- REQUIRED ACTION -
Your answer should consist of each line below that contains the string "runtime".

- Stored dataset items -

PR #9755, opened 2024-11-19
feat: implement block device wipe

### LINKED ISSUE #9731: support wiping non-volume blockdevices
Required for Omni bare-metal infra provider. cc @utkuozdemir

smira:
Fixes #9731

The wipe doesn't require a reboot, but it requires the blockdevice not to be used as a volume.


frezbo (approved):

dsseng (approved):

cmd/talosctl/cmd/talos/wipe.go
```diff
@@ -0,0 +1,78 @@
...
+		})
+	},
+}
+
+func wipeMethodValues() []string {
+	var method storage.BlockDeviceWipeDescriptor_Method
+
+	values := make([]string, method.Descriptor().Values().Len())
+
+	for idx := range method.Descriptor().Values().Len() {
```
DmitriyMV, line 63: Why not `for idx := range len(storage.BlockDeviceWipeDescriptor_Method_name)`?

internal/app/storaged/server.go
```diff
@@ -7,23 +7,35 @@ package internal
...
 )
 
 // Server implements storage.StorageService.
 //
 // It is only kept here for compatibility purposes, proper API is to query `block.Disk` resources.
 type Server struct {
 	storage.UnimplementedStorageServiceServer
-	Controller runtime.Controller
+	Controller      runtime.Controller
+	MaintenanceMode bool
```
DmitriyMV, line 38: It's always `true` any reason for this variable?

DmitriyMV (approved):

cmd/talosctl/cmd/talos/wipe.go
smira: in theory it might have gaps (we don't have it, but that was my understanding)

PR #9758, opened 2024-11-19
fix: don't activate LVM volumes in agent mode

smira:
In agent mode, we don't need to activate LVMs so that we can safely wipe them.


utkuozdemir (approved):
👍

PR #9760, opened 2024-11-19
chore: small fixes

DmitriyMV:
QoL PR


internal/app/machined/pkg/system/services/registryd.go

- REPLY -
-	Controller runtime.Controller
+	Controller      runtime.Controller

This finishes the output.